REQUIRED ACTION
Return all of the data exactly as given.

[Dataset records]

PR #7012, opened 2022-06-28
NPSP Settings Admin Checks Using Visualforce Component

danielfuller0814:
This includes the new Visualforce component we are introducing to display insufficient permissions messaging in NPSP Settings as well as references to the component in several of the NPSP Settings pages

We are now also blocking the entire NPSP Settings page if the user is not an admin so that the user does not have to wait for the settings page to load only to find out that they cannot access all the pages within it.

# Critical Changes

# Changes
- We've improved security of NPSP Settings by restricting access to Admins only.
# Issues Closed

# Community Ideas Delivered

# New Metadata

# Deleted Metadata


danielfuller0814:
I want to call out that there were several VF pages that contained duplicated admin checks in the UI. Several of the pages contained calls to `UTIL_Permission` to perform object-level CRUD checks. This isn't needed since the `Modify All Data` permission is required to view any of these pages, and this system permission automatically grants CRUD for all standard and custom objects. I've removed these access checks anywhere they were used in the UI. For more info, see https://help.salesforce.com/s/articleView?id=000321298&type=1

force-app/main/default/pages/STG_PanelOppBatch.page
```diff
@@ -1,25 +1,8 @@
 <apex:page controller="STG_PanelOppBatch_CTRL" docType="html-5.0" standardStylesheets="false">
     <apex:includeLightning/>
```
npsp-reedestockton, line 2: I don't believe we need this now.

npsp-reedestockton (commented):
Nice work.  Just a few minor comments.

ErinWiedemer (approved):
LGTM, Daniel!

voduyemi (approved):
Looks good to me! Thanks @danielfuller0814

npsp-reedestockton (approved):

voduyemi (approved):
Looks good @danielfuller0814

PR #7019, opened 2022-07-05
[W-11090994] - Update status if lapsed payment

gerardorodriguezsf:
# Technical Design Review
[[Technical Design Review] W-11090994 - NPSP](https://salesforce.quip.com/FkHdAC6CHt6B)

# Changes
Updated the rd2EntryForm LWC to auto-update the Status value if this component is used from the Update Payment action from the Recurring Donations LWC.

# Work Closed
[W-11090994](https://gus.lightning.force.com/a07EE00000wFWsCYAW)


maurimart (approved):
LGTM

JoseRossiSF (approved):

force-app/main/default/lwc/rd2EntryForm/rd2EntryForm.js
```diff
@@ -274,6 +274,10 @@ export default class rd2EntryForm extends LightningElement {
                 this.rd2State.periodType = 'Advanced';
                 this.cssExperienceElevate = 'slds-hide'
             }
+            if(this.isPaymentModal && this.rd2State.recurringStatus === 'Lapsed') {
```
force2b, line 277: I suspect that "Lapsed" is the picklist api value you're checking for, so that should be fine.

However, what about the two "Active" values below? Are those rendered to the user as just plain text and not able to be translated? The RD.Status field uses picklist values that are translated. Maybe those can be re-used here or another solution is needed for non-english users. Unless you've tested this in a non-english language and confirm it works properly in the display.

gerardorodriguezsf: These are picklist api values and not labels, they are not rendered to the customer, just auto-update field values. Also this has been tested and it's working for non-english work.

lparrott (approved):

PR #1214, opened 2026-03-01
fix: use filtered messages in async _check_and_compact()

### LINKED ISSUE #1205: Bug: async _check_and_compact() ignores tool_use filtering, causes BadRequestError
## Bug

When using the async tool runner with compaction enabled, `_check_and_compact()` sends unfiltered `tool_use` blocks to the API, causing a `BadRequestError`.

**Error:**
```
BadRequestError: messages.2: `tool_use` ids were found without 
`tool_result` blocks immediately after: toolu_test123
```

## Root Cause

In `src/anthropic/lib/tools/_beta_runner.py`, the async `_check_and_compact()` method (line ~472) uses `self._params["messages"]` instead of the filtered local `messages` variable when building the summarization request.

The filtering logic (lines ~457-469) correctly removes assistant messages containing only `tool_use` blocks, but the result is discarded because `self._params["messages"]` is used instead:

```python
# Line ~472 (async version - BUGGY):
messages = [
    *self._params["messages"],  # ignores the filtering done above
    ...
]

# Line ~211 (sync version - CORRECT):
messages = [
    *messages,  # uses the filtered variable
    ...
]
```

## Reproduction

Gist with standalone reproduction (no API key needed):
https://gist.github.com/fede-kamel/175f0e99abdb53a380ded3f41236e7dd

## Fix

PR #1124 — one-line change: replace `self._params["messages"]` with `messages` on line ~472.

The PR also fixes a similar issue in `append_messages` (line ~120) where a lambda captures `self._params["messages"]` at definition time instead of using `params["messages"]` at call time.

thakoreh:
## Summary

Fixes #1205

The async `_check_and_compact()` method was using `self._params['messages']` instead of the filtered local `messages` variable when building the summarization request. This caused `tool_use` blocks to be sent to the API without corresponding `tool_result` blocks, resulting in `BadRequestError`.

## Root Cause

In `src/anthropic/lib/tools/_beta_runner.py`, line 478:

```python
# Before (BUGGY)
messages = [
    *self._params["messages"],  # <-- Uses unfiltered messages
    BetaMessageParam(...)
]
```

The sync version of this method (line 218) correctly uses `*messages` (the filtered variable), but the async version was using the unfiltered `self._params["messages"]`.

## Fix

Changed line 478 to use the filtered `messages` variable:

```python
# After (FIXED)
messages = [
    *messages,  # <-- Uses filtered messages (tool_use blocks removed)
    BetaMessageParam(...)
]
```

## Testing

- The fix aligns the async implementation with the sync implementation
- The filtering logic (lines 459-476) now has its effect preserved when building the summarization request

### DIFF
--- a/src/anthropic/lib/tools/_beta_runner.py
+++ b/src/anthropic/lib/tools/_beta_runner.py
@@ -469,7 +469,7 @@ class BaseAsyncToolRunner(
                 messages.pop()
 
         messages = [
-            *self._params["messages"],
+            *messages,
             BetaMessageParam(
                 role="user",
                 content=self._compaction_control.get("summary_prompt", DEFAULT_SUMMARY_PROMPT),


karpetrosyan:
#1205 was already fixed

PR #1217, opened 2026-03-02
feat(exceptions): export missing HTTP status exceptions to public interface

sbobryshev:
## Problem

Four exception classes are defined in `_exceptions.py` and raised by the SDK
internally, but are not exported in `__all__` or the top-level `anthropic`
package — making them impossible to catch by name:

| Exception | HTTP status |
|---|---|
| `RequestTooLargeError` | 413 |
| `ServiceUnavailableError` | 503 |
| `OverloadedError` | 529 |
| `DeadlineExceededError` | 504 |

This forces users to write:

```python
except APIStatusError as e:
    if e.status_code == 529:
        ...
```

instead of the idiomatic:

```python
except anthropic.OverloadedError:
    ...
```

## Changes

- Added the four missing exceptions to `__all__` in `_exceptions.py`
- Imported and exported them from the top-level `anthropic` package (`__init__.py`)

## Notes

This is a purely additive, non-breaking change. `RateLimitError` (429) is
already public — `OverloadedError` (529) and `ServiceUnavailableError` (503)
are equally common API errors and should be available for the same reasons.


tomer-ant:
Thanks, but this will be fixed in the next release

PR #1218, opened 2026-03-03
fix: prevent dict mutation in deepcopy_minimal

### LINKED ISSUE #1202: Use of `deepcopy_minimal` in `files.beta.upload` mutates dict in place

abdelhadi703:
## Summary
Fix `deepcopy_minimal` mutating user-provided dictionaries in place when used in `files.beta.upload`.

The function previously only deep-copied `dict` and `list` types, but ignored `tuple`. Since `FileTypes` values are commonly tuples like `(filename, content, content_type, headers_dict)`, any nested dicts inside these tuples (such as the headers mapping) were shared by reference between the original and the "copy". When `extract_files` subsequently mutated the body dict, it could inadvertently modify the user's original data structures.

This fix adds tuple support to `deepcopy_minimal` so that all nested structures within tuples are properly deep-copied.

Fixes #1202

## Changes
- Add tuple copying support to `deepcopy_minimal` in `src/anthropic/_utils/_utils.py`
- Add tests for tuple deep-copying in `tests/test_deepcopy.py`
- Remove outdated test that asserted tuples should NOT be copied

ANSWER SPACE
PR #7012, opened 2022-06-28
NPSP Settings Admin Checks Using Visualforce Component

danielfuller0814:
This includes the new Visualforce component we are introducing to display insufficient permissions messaging in NPSP Settings as well as references to the component in several of the NPSP Settings pages

We are now also blocking the entire NPSP Settings page if the user is not an admin so that the user does not have to wait for the settings page to load only to find out that they cannot access all the pages within it.

# Critical Changes

# Changes
- We've improved security of NPSP Settings by restricting access to Admins only.
# Issues Closed

# Community Ideas Delivered

# New Metadata

# Deleted Metadata


danielfuller0814:
I want to call out that there were several VF pages that contained duplicated admin checks in the UI. Several of the pages contained calls to `UTIL_Permission` to perform object-level CRUD checks. This isn't needed since the `Modify All Data` permission is required to view any of these pages, and this system permission automatically grants CRUD for all standard and custom objects. I've removed these access checks anywhere they were used in the UI. For more info, see https://help.salesforce.com/s/articleView?id=000321298&type=1

force-app/main/default/pages/STG_PanelOppBatch.page
```diff
@@ -1,25 +1,8 @@
 <apex:page controller="STG_PanelOppBatch_CTRL" docType="html-5.0" standardStylesheets="false">
     <apex:includeLightning/>
```
npsp-reedestockton, line 2: I don't believe we need this now.

npsp-reedestockton (commented):
Nice work.  Just a few minor comments.

ErinWiedemer (approved):
LGTM, Daniel!

voduyemi (approved):
Looks good to me! Thanks @danielfuller0814

npsp-reedestockton (approved):

voduyemi (approved):
Looks good @danielfuller0814

PR #7019, opened 2022-07-05
[W-11090994] - Update status if lapsed payment

gerardorodriguezsf:
# Technical Design Review
[[Technical Design Review] W-11090994 - NPSP](https://salesforce.quip.com/FkHdAC6CHt6B)

# Changes
Updated the rd2EntryForm LWC to auto-update the Status value if this component is used from the Update Payment action from the Recurring Donations LWC.

# Work Closed
[W-11090994](https://gus.lightning.force.com/a07EE00000wFWsCYAW)


maurimart (approved):
LGTM

JoseRossiSF (approved):

force-app/main/default/lwc/rd2EntryForm/rd2EntryForm.js
```diff
@@ -274,6 +274,10 @@ export default class rd2EntryForm extends LightningElement {
                 this.rd2State.periodType = 'Advanced';
                 this.cssExperienceElevate = 'slds-hide'
             }
+            if(this.isPaymentModal && this.rd2State.recurringStatus === 'Lapsed') {
```
force2b, line 277: I suspect that "Lapsed" is the picklist api value you're checking for, so that should be fine.

However, what about the two "Active" values below? Are those rendered to the user as just plain text and not able to be translated? The RD.Status field uses picklist values that are translated. Maybe those can be re-used here or another solution is needed for non-english users. Unless you've tested this in a non-english language and confirm it works properly in the display.

gerardorodriguezsf: These are picklist api values and not labels, they are not rendered to the customer, just auto-update field values. Also this has been tested and it's working for non-english work.

lparrott (approved):

PR #1214, opened 2026-03-01
fix: use filtered messages in async _check_and_compact()

### LINKED ISSUE #1205: Bug: async _check_and_compact() ignores tool_use filtering, causes BadRequestError
## Bug

When using the async tool runner with compaction enabled, `_check_and_compact()` sends unfiltered `tool_use` blocks to the API, causing a `BadRequestError`.

**Error:**
```
BadRequestError: messages.2: `tool_use` ids were found without 
`tool_result` blocks immediately after: toolu_test123
```

## Root Cause

In `src/anthropic/lib/tools/_beta_runner.py`, the async `_check_and_compact()` method (line ~472) uses `self._params["messages"]` instead of the filtered local `messages` variable when building the summarization request.

The filtering logic (lines ~457-469) correctly removes assistant messages containing only `tool_use` blocks, but the result is discarded because `self._params["messages"]` is used instead:

```python
# Line ~472 (async version - BUGGY):
messages = [
    *self._params["messages"],  # ignores the filtering done above
    ...
]

# Line ~211 (sync version - CORRECT):
messages = [
    *messages,  # uses the filtered variable
    ...
]
```

## Reproduction

Gist with standalone reproduction (no API key needed):
https://gist.github.com/fede-kamel/175f0e99abdb53a380ded3f41236e7dd

## Fix

PR #1124 — one-line change: replace `self._params["messages"]` with `messages` on line ~472.

The PR also fixes a similar issue in `append_messages` (line ~120) where a lambda captures `self._params["messages"]` at definition time instead of using `params["messages"]` at call time.

thakoreh:
## Summary

Fixes #1205

The async `_check_and_compact()` method was using `self._params['messages']` instead of the filtered local `messages` variable when building the summarization request. This caused `tool_use` blocks to be sent to the API without corresponding `tool_result` blocks, resulting in `BadRequestError`.

## Root Cause

In `src/anthropic/lib/tools/_beta_runner.py`, line 478:

```python
# Before (BUGGY)
messages = [
    *self._params["messages"],  # <-- Uses unfiltered messages
    BetaMessageParam(...)
]
```

The sync version of this method (line 218) correctly uses `*messages` (the filtered variable), but the async version was using the unfiltered `self._params["messages"]`.

## Fix

Changed line 478 to use the filtered `messages` variable:

```python
# After (FIXED)
messages = [
    *messages,  # <-- Uses filtered messages (tool_use blocks removed)
    BetaMessageParam(...)
]
```

## Testing

- The fix aligns the async implementation with the sync implementation
- The filtering logic (lines 459-476) now has its effect preserved when building the summarization request

### DIFF
--- a/src/anthropic/lib/tools/_beta_runner.py
+++ b/src/anthropic/lib/tools/_beta_runner.py
@@ -469,7 +469,7 @@ class BaseAsyncToolRunner(
                 messages.pop()
 
         messages = [
-            *self._params["messages"],
+            *messages,
             BetaMessageParam(
                 role="user",
                 content=self._compaction_control.get("summary_prompt", DEFAULT_SUMMARY_PROMPT),


karpetrosyan:
#1205 was already fixed

PR #1217, opened 2026-03-02
feat(exceptions): export missing HTTP status exceptions to public interface

sbobryshev:
## Problem

Four exception classes are defined in `_exceptions.py` and raised by the SDK
internally, but are not exported in `__all__` or the top-level `anthropic`
package — making them impossible to catch by name:

| Exception | HTTP status |
|---|---|
| `RequestTooLargeError` | 413 |
| `ServiceUnavailableError` | 503 |
| `OverloadedError` | 529 |
| `DeadlineExceededError` | 504 |

This forces users to write:

```python
except APIStatusError as e:
    if e.status_code == 529:
        ...
```

instead of the idiomatic:

```python
except anthropic.OverloadedError:
    ...
```

## Changes

- Added the four missing exceptions to `__all__` in `_exceptions.py`
- Imported and exported them from the top-level `anthropic` package (`__init__.py`)

## Notes

This is a purely additive, non-breaking change. `RateLimitError` (429) is
already public — `OverloadedError` (529) and `ServiceUnavailableError` (503)
are equally common API errors and should be available for the same reasons.


tomer-ant:
Thanks, but this will be fixed in the next release

PR #1218, opened 2026-03-03
fix: prevent dict mutation in deepcopy_minimal

### LINKED ISSUE #1202: Use of `deepcopy_minimal` in `files.beta.upload` mutates dict in place

abdelhadi703:
## Summary
Fix `deepcopy_minimal` mutating user-provided dictionaries in place when used in `files.beta.upload`.

The function previously only deep-copied `dict` and `list` types, but ignored `tuple`. Since `FileTypes` values are commonly tuples like `(filename, content, content_type, headers_dict)`, any nested dicts inside these tuples (such as the headers mapping) were shared by reference between the original and the "copy". When `extract_files` subsequently mutated the body dict, it could inadvertently modify the user's original data structures.

This fix adds tuple support to `deepcopy_minimal` so that all nested structures within tuples are properly deep-copied.

Fixes #1202

## Changes
- Add tuple copying support to `deepcopy_minimal` in `src/anthropic/_utils/_utils.py`
- Add tests for tuple deep-copying in `tests/test_deepcopy.py`
- Remove outdated test that asserted tuples should NOT be copied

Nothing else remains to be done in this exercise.